▶ **PROBLEM REQUIREMENTS**
Once you have read the listing, retype all of it exactly.

▶ **DATA IN THIS EXERCISE**
PR #368, opened 2019-09-24
Remove object declaration from classes

hyanwong:
Now that we insist upon python 3, we can simply remove these, assuming that the increased brevity makes the code more readable.


petrelharp:
Makes sense, but I vote to leave it as-is?

hyanwong:
OK - looks like the preference is to keep `object`. Closing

▶ **WRITTEN SOLUTION**
PR #368, opened 2019-09-24
Remove object declaration from classes

hyanwong:
Now that we insist upon python 3, we can simply remove these, assuming that the increased brevity makes the code more readable.


petrelharp:
Makes sense, but I vote to leave it as-is?

hyanwong:
OK - looks like the preference is to keep `object`. Closing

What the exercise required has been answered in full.